Labor is one of the most physically intense experiences a person can go through. Some women want to experience it without medication. Others want or need pain relief. Both choices deserve respect. What matters is that today women in most hospitals have real options—and real control.Why Fathers (and Partners) Feel the Pressure
When I think back to that teenager with a gun, I don’t only remember the fear. I also remember the desperation in his eyes. He was scared. He was young. He wanted to protect the mother of his child and didn’t understand what I was doing.
Fathers and partners often feel helpless in the delivery room. They watch the person they love go through pain that they cannot stop. They may not fully understand the medical procedures, and stress can quickly turn into fear or even aggression. While I certainly cannot condone pulling a weapon, I can acknowledge the psychological storm that many fathers face during childbirth.
We often talk about maternal stress and trauma in labor—and rightly so. But fathers, partners, and families also need preparation, information, and reassurance. When they don’t get it, their stress can spill over into the room, making a vulnerable situation even more chaotic.
The Role of Trust and Communication
The best antidote to fear in childbirth, whether for mothers or fathers, is trust and communication. When clinicians explain clearly what they are doing and why, when they invite questions and respond with respect, the entire atmosphere changes. Pain relief in particular can be frightening if not understood. Needles, tubes, and machines can look threatening, especially to someone already overwhelmed.
That teenage father may have pulled a gun because no one had taken the time to explain what was happening. He didn’t know that local anesthesia would have helped the young mother. He only knew that a needle was going near her body, and he feared harm.

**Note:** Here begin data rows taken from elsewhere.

Issue #911, opened 2026-05-18
[BUG] Dark mode text visibility issue and incorrect Python icon


Dhanashripatil12:
## 🐛 Describe the bug
In dark mode, tech stack card names like React and Next.js are not clearly visible due to low text contrast. Also, the Python tech stack displays an incorrect icon/symbol.

## 🔁 Steps to Reproduce
1.Enable dark mode
2.Navigate to the tech stack/cards section
3.Observe the text visibility and Python icon

---

## ✅ Expected Behavior
Tech stack names should be clearly visible in dark mode, and the correct Python icon should be displayed.
---

## ❌ Actual Behavior
Text becomes difficult/invisible in dark mode, and the Python icon is incorrect.
---

## 📸 Screenshots

---

## 🌱 Contributor Checklist
- [x] I am participating via GSSoC
- [x] I have read the contribution guidelines
- [x] I checked for existing issues before creating this

---

## 💻 Environment
- Browser: (e.g. Chrome, Firefox)
- Device: (e.g. Desktop, Mobile)
- OS: (e.g. Windows, macOS)

---

## 📝 Additional Context
UI issue related to dark mode styling and icon mapping.

<img width="1454" height="656" alt="Image" src="https://github.com/user-attachments/assets/cd8cbfd4-7db3-461b-b5fc-c5a749ab8761" />

<img width="1454" height="656" alt="Image" src="https://github.com/user-attachments/assets/e8c1b46c-3fa5-41c4-96f3-69b7c8096c28" />

HarshadSelokar:
Hi @S3DFX-CYBER, I would like to work on this issue. I’ll reproduce the issue locally, analyze the root cause, and provide a clean fix with proper testing across relevant screen sizes/states.

HarshitaaWantsToCode:
Hi Maintainers, I would love to claim this frontend styling and icon mapping issue; I plan to optimize the text contrast utility classes on the tech stack cards to guarantee proper visibility under dark mode themes, while verifying and updating the underlying icon asset mapping to ensure the correct Python symbol is rendered.

Dhanashripatil12:
Hi Maintainers, I would like to work on this issue under GSSoC'26. Please assign it to me.
/assign gssoc26

hema7392:
Hi @Dhanashripatil12 

I would like to work on this bug under GSSoC'26.

[...]

PR #1835, opened 2026-06-11
fix(ui): improve dark mode text visibility and add tech icons (#911)

aayushprsingh:
This PR addresses issue #911 by:
1. Improving text visibility for tech stack tags in dark mode across the grid, watchlist, and modals.
2. Unifying the Python icon to use a consistent capitalized '🐍 Python' format.
3. Adding icons for React (⚛️) and Next.js (▲) to improve their visibility and recognition.
4. Implementing a 'formatTechTag' helper to centralize technology display logic and ensure consistent styling.

Tests performed:
- Verified tag rendering in dark and light modes.
- Checked contrast ratios for dark mode tags.
- Ran existing test suite ('npm test') to ensure no regressions.

### DIFF
--- a/src/js/recommendation-ui.js
+++ b/src/js/recommendation-ui.js
@@ -123,9 +123,10 @@ function buildCardHtml(rec, currentCompareList, currentBookmarkedSet) {
 
     let matchedSkillsHtml = '';
     if (rec.matchedSkills.length > 0) {
-      const skillsList = rec.matchedSkills.slice(0, 4).map(s =>
-        `<span class="px-2 py-0.5 bg-orange-100 dark:bg-orange-900/30 text-orange-700 dark:text-orange-400 rounded text-[9px] font-bold uppercase tracking-wider">${safeEscapeHtml(s)}</span>`
-      ).join('');
+      const skillsList = rec.matchedSkills.slice(0, 4).map(s => {
+        const displaySkill = s.trim().toLowerCase() === 'python' ? '🐍 python' : s;
+        return `<span class="px-2 py-0.5 bg-orange-100 dark:bg-orange-900/30 text-orange-700 dark:text-orange-400 rounded text-[9px] font-bold uppercase tracking-wider">${safeEscapeHtml(displaySkill)}</span>`;
+      }).join('');
       matchedSkillsHtml = `<div class="mt-2 flex flex-wrap gap-1">${skillsList}</div>`;
     }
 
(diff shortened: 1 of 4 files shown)


src/js/recommendation-ui.js
```diff
@@ -123,9 +123,10 @@ function buildCardHtml(rec, currentCompareList, currentBookmarkedSet) {
 
     let matchedSkillsHtml = '';
     if (rec.matchedSkills.length > 0) {
-      const skillsList = rec.matchedSkills.slice(0, 4).map(s =>
-        `<span class="px-2 py-0.5 bg-orange-100 dark:bg-orange-900/30 text-orange-700 dark:text-orange-400 rounded text-[9px] font-bold uppercase tracking-wider">${safeEscapeHtml(s)}</span>`
-      ).join('');
+      const skillsList = rec.matchedSkills.slice(0, 4).map(s => {
+        const displaySkill = typeof formatTechTag === 'function' ? formatTechTag(s) : (s.trim().toLowerCase() === 'python' ? '🐍 Python' : s);
```
S3DFX-CYBER, line 127: This defensive fallback only covers `python` and silently omits the React/Next.js icons when `formatTechTag` is missing from globalThis. Exposing `formatTechTag` on `globalThis` (as is done for `escapeHtml`) would let you drop the fallback entirely and keep behavior consistent across all call sites.

S3DFX-CYBER (changes requested):
This PR improves dark-mode text contrast across org cards, watchlist, compare table, and issue cards by adding `dark:` Tailwind variants, unifies the Python tag with a 🐍 prefix, adds React ⚛️ and Next.js ▲ icons via a new `formatTechTag` helper, and adds hover styles to mentor chips. It's a substantial, well-structured UI pass — and notably the `formatTechTag` logic is correctly mirrored in both `index.html` (inline) and `src/js/app.js`, so the sync rule is respected there.

**Blocking issue:**

The body says it "addresses issue #911" but does not contain a `Closes #911` / `Fixes #911` / `Resolves #911` keyword. A plain reference does not link the issue for auto-closure; the PR body must include the closing keyword.

**Non-blocking notes:**

- The branch currently has merge conflicts (`mergeable: false`) that will need a rebase against `main` before merge.
- In `src/js/recommendation-ui.js` the `formatTechTag` call is guarded with `typeof formatTechTag === 'function' ? ... : (s.trim().toLowerCase() === 'python' ? '🐍 python' : s)`. That fallback hardcodes only `python` and silently drops React/Next.js icons when `formatTechTag` isn't on `globalThis`. Since the other call sites assume `formatTechTag` is available, consider attaching it to `globalThis` (like `escapeHtml`) so the fallback path is never taken.

Please add `Closes #911` to the PR body and rebase. The code changes themselves are solid.

PR #1842, opened 2026-06-11
fix: keep back-to-top button clear of section controls

### LINKED ISSUE #1828: [BUG]: scroll up arrow appears the entire time when scrolling the page and overlaps with scroll buttons in both mobile and desktop view
## 🐛 Describe the bug
The scroll-up (back-to-top) arrow remains visible while scrolling and overlaps with the existing floating navigation controls located at the bottom-right corner of the page. This causes UI clutter and makes the controls appear crowded on both desktop and mobile views.

---

## ✅ Expected Behavior
- The scroll-up arrow should be positioned so that it does not overlap with other floating navigation controls.
- All floating buttons should remain clearly visible and accessible with proper spacing between them.
- The layout should be consistent across desktop and mobile devices.
- The scroll up arrow should not appear unless the user reaches near the end of the page.

---

## ❌ Actual Behavior
- The scroll-up arrow appears alongside the existing floating navigation controls.
- The buttons overlap or are positioned too close to each other in the bottom-right corner.
- The interface looks cluttered and usability is reduced on both desktop and mobile screens.
- The scroll up arrow appears immediately after scrolling the page a little.
---

## 📸 Screenshots
Image

Image

---

## 🌱 Contributor Checklist

---

saurabhhhcodes:
## Summary
- delay the back-to-top button until the reader is near the end of the page
- move the button into the same floating-control spacing system as the section nav controls
- keep the control stack from colliding on desktop and mobile layouts

## Validation
- `node --check src/js/footer.js`
- `npm test`
- `git diff --check`

Fixes #1828

### DIFF
--- a/src/js/footer.js
+++ b/src/js/footer.js
@@ -26,13 +26,23 @@ document.addEventListener('DOMContentLoaded', () => {
 function initFooter() {
   const backToTopBtn = document.getElementById('back-to-top-btn');
   if (backToTopBtn) {
-    window.addEventListener('scroll', () => {
-      if (window.scrollY > 300) {
+    const updateBackToTopVisibility = () => {
+      const scrollTop = window.scrollY || window.pageYOffset || 0;
+      const viewportHeight = window.innerHeight || document.documentElement.clientHeight || 0;
+      const documentHeight = document.documentElement.scrollHeight || 0;
+      const distanceFromBottom = documentHeight - (scrollTop + viewportHeight);
+      const revealThreshold = Math.max(500, Math.round(viewportHeight * 0.75));
+
+      if (distanceFromBottom <= revealThreshold) {
         backToTopBtn.classList.add('show');
       } else {
         backToTopBtn.classList.remove('show');
       }
-    }, { passive: true });
+    };
+
+    window.addEventListener('scroll', updateBackToTopVisibility, { passive: true });
+    window.addEventListener('resize', updateBackToTopVisibility);
+    updateBackToTopVisibility();
 
     backToTopBtn.addEventListener('click', () => {
       window.scrollTo({ top: 0, behavior: 'smooth' });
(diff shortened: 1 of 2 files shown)


S3DFX-CYBER (changes requested):
The intent — delaying the back-to-top button until the reader is near the bottom, and stacking it above the section-nav FABs using the same spacing variables — is the right fix for the collision. The new visibility logic in `src/js/footer.js` is reasonable: computing `distanceFromBottom` against a `max(500, viewportHeight * 0.75)` threshold and wiring both `scroll` and `resize` (plus an initial call) covers the cases that matter. DCO is verified and `Fixes #1828` is present.

Two things to address:

**Use `globalThis` instead of `window` in `src/js/`.** This is a repo rule for files under `src/js/`. `src/js/footer.js` continues to use `window.addEventListener`, `window.scrollY`, `window.pageYOffset`, `window.innerHeight`, and `window.scrollTo`. Swap these for `globalThis` (e.g. `globalThis.addEventListener('scroll', …)`, `globalThis.scrollY`, `globalThis.scrollTo({ top: 0, behavior: 'smooth' })`) to match the rest of the codebase. The `document.documentElement.*` reads are fine as-is.

**Trailing newline removed from `src/styles.css`.** Same as a few other recent PRs — the diff drops the final newline at the end of `styles.css`. Re-add it; POSIX-correct and avoids noisy future diffs.

**Merge conflicts + DCO label.** The `merge-conflicts` and `dco-missing` labels are both on the PR (even though the head commit shows DCO-verified on the diff — the label may be stale). Either way, the branch conflicts with `main` (`mergeable_state: dirty`), so a rebase is needed before merge. Please also confirm the DCO sign-off is on every commit after the rebase.

Also worth a quick check: the `resize` listener isn't marked `{ passive: true }` like the `scroll` listener. `resize` handlers don't block scrolling the way `scroll`/`touchmove` can, so it's not critical, but for consistency you could leave it as-is or add `{ passive: true }` — minor.

Swap to `globalThis`, restore the trailing newline, rebase, and this should be good to go.

PR #1844, opened 2026-06-11
fix: avoid caching partial GitHub profile data

### LINKED ISSUE #1696: [BUG] Vercel Edge Proxy Caches Poisoned/Partial Data on Timeout
🐛 Describe the bug
In the api/github.js Vercel Edge function, the ?user= API fetches repositories across multiple pagination loops. If the GitHub API request times out (using AbortSignal.timeout(5000)) on page 2 or 3, the script catches the error and breaks the loop, but incorrectly saves the incomplete data to the memory cache via safeCacheSet for a full hour.

🔁 Steps to Reproduce

Trigger the AI recommender for a GitHub user with a very large number of repositories (requiring multiple pages).
Simulate a network delay or timeout on the GitHub API endpoint during page 2 of the fetch loop in api/github.js.
The catch block triggers and breaks the loop, skipping the remaining repositories.
See error: The script continues execution and caches the incomplete result via safeCacheSet(cacheKey, result), meaning the user's AI recommendations will be skewed for the next 60 minutes based on partial data.

✅ Expected Behavior
If a pagination fetch fails due to a timeout or network error, the partial results should either be discarded, or if returned to the user, they should not be saved to the cache. This ensures the next request attempts a fresh, full fetch.

❌ Actual Behavior
Partial, inaccurate statistics are permanently cached for 1 hour, poisoning the data used by the AI recommender.

📸 Screenshots
(Not applicable for backend logic)

🌱 Contributor Checklist
 I am participating via GSSoC
 I have read the contribution guidelines
 I checked for existing issues before creating this

💻 Environment
Browser: Backend (Vercel Edge Function)
Device: Server
OS: Node.js/Edge Runtime

📝 Additional Context
This bug compromises the integrity of the AI recommender system. A simple check to ensure page successfully completed before invoking safeCacheSet will fix this.

saurabhhhcodes:
## Summary
- mark user profile fetches as partial when pagination stops early
- skip hour-long cache writes for incomplete or timeout-truncated repo walks
- keep the response honest by exposing a `partial` flag when the data is incomplete

## Validation
- `node --input-type=module < api/github.js`
- `npm test`
- `git diff --check`

Fixes #1696

### DIFF
--- a/api/github.js
+++ b/api/github.js
@@ -81,6 +81,7 @@ export default async function handler(req) {
     try {
       let page = 1;
       let repos = [];
+      let cacheable = true;
       while (page <= 3) {
         try {
           const res = await fetchWithFallback(`https://api.github.com/users/${user}/repos?per_page=100&sort=updated&page=${page}`, { 
@@ -89,15 +90,21 @@ export default async function handler(req) {
           });
           if (!res.ok) {
             if (page === 1) return new Response(JSON.stringify({ error: `GitHub ${res.status}` }), { status: 502, headers });
+            cacheable = false;
             break;
           }
           const pageRepos = await res.json();
           repos = repos.concat(pageRepos);
           if (pageRepos.length < 100) break;
+          if (page === 3) {
+            cacheable = false;
+            break;
+          }
           page++;
         } catch (e) {
-          // Gracefully break loop on timeout/err for pages 2-3, allowing partial results
-          if (page === 1) throw e; 
+          // Gracefully break loop on timeout/err for pages 2-3, but avoid caching partial data.
+          if (page === 1) throw e;
+          cacheable = false;
           break;
         }
       }
@@ -137,10 +144,11 @@ export default async function handler(req) {
         topics,
         stars: totalStars,
         activity,
+        partial: !cacheable,
         ts: Date.now()
       };
       
-      safeCacheSet(cacheKey, result);
+      if (cacheable) safeCacheSet(cacheKey, result);
       return new Response(JSON.stringify(result), { status: 200, headers });
 
     } catch (err) {


S3DFX-CYBER (commented):
The fix is well-targeted: marking the repo walk as non-cacheable when pagination stops early (non-ok response on pages 2–3, a caught timeout/error, or hitting the page-3 cap) and then gating `safeCacheSet` on `cacheable` is the correct way to prevent partial/truncated profiles from poisoning the edge cache for an hour. Exposing `partial: !cacheable` on the response object is a nice touch — it lets the client be honest with the user about incomplete data rather than silently serving a stale-looking "complete" result. DCO verified, `Fixes #1696` present, conventional `fix:` title, single file (`api/github.js`), no lockfile or dependency changes. This is a clean, focused change.

One correctness nit worth a follow-up rather than blocking:

**Exactly-300-repos cohort marked partial.** The completeness check at the page-3 branch sets `cacheable = false` unconditionally when `page === 3`. But if a user has *exactly* 300 public repos, page 3 returns a full 100 items and the loop exits via the `page === 3` branch — even though the data is actually complete. Those users get marked `partial: true` and never cached, so every request for them re-hits the GitHub API three times. The distinction the code can't make is "page 3 returned exactly 100 (maybe more)" vs "page 3 returned <100 (definitely done)". A cheap fix: after the loop, check whether the last fetched page returned fewer than 100 items — if it did and you broke out via the `< 100` path, the data is complete even if you were on page 3. The current structure makes that a little awkward since the `< 100` break happens before the `page === 3` check, so reordering or tracking a `lastPageComplete` flag would let you keep `cacheable = true` for the exact-300 case.

This is an edge case (very few users have 300+ public repos), so it doesn't block merge in my view — but it's worth a follow-up issue or a small follow-up commit so that cohort stops being uncached.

This memory reminds me that good medicine is not only about procedures and drugs. It is also about listening, explaining, and building trust—not just with the patient, but with everyone in the room.
Pain Relief as a Human Right
Labor pain is not a trivial matter. For centuries, women were expected to endure it in silence, told it was “natural” and therefore somehow virtuous. Only in the last few decades have we truly embraced the idea that safe and effective pain relief is part of respectful maternity care.
Today, epidurals are widely available, but disparities remain. Women in rural hospitals, underfunded facilities, or countries without adequate anesthesiology coverage may still lack access. Some are forced to deliver without options, not because they choose to, but because the system fails them. That, too, is a form of injustice.
The option for pain relief in labor should not be a privilege. It should be a standard of care. It should be part of a patient’s autonomy if that is what she wants.
Reflection
When I am asked about the scariest moment of my career, I sometimes hesitate to tell this story. A gun in the delivery room is not what most people imagine when they think about obstetrics. But the truth is that birth is not just a medical event. It is also social, emotional, and deeply human.
That young father’s fear almost cost lives. Yet it also taught me something important: everyone in the delivery room carries their own stress, their own story, their own limits. Mothers, fathers, doctors, nurses—we all need understanding, communication, and compassion.
So yes, today we are fortunate to have epidurals and better anesthesia. But beyond the medicine, what we really need is trust, empathy, and respect.